Among the entries below, how many lines include the string "case"? Answer with only the number.

● ● ● ●

PR #1290, opened 2026-04-27
fix(parser): case-clause pattern (( alt|alt )) glob

afadesigns:
zinit uses `((alt|alt)pat)` glob alternation as case-clause patterns. parseCaseClause now rewrites a leading DoubleLparen into LPAREN so the regular pattern path drives.


redteamx (approved):
Approved on review.

redteamx (approved):
LGTM.

PR #1296, opened 2026-04-29
fix(parser): function keyword as assignment rhs (-1)

afadesigns:
## Summary
- Guard parseFunctionLiteral so a stray `function` keyword in expression position degrades to a literal Identifier instead of erroring on the missing `{` body.
- Triggers in real code where `function` is the right-hand side of an assignment (`REPLY=function`) inside an elif chain — prior behaviour cascaded the missing-brace error through the surrounding `if`/`elif`/`fi` block.

## Test plan
- [x] `go test ./...` — new TestParseFunctionKeywordAsAssignmentRhs / ...InElifChain pass; existing function-literal tests still pass.
- [x] `bash scripts/parser-corpus-sweep.sh` — fast-syntax-highlighting/test/to-parse.zsh drops 3 → 2 parser errors; no regressions; baseline updated.

### DIFF
--- a/.github/parser-error-baseline.txt
+++ b/.github/parser-error-baseline.txt
@@ -1,6 +1,6 @@
 # Parser-error baseline. Regenerate with scripts/parser-corpus-sweep.sh --update-baseline
 # Format: <relpath>\t<count>
-fast-syntax-highlighting/test/to-parse.zsh	3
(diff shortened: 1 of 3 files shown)


redteamx (approved):
LGTM.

● ● ● ●

Result below -> 2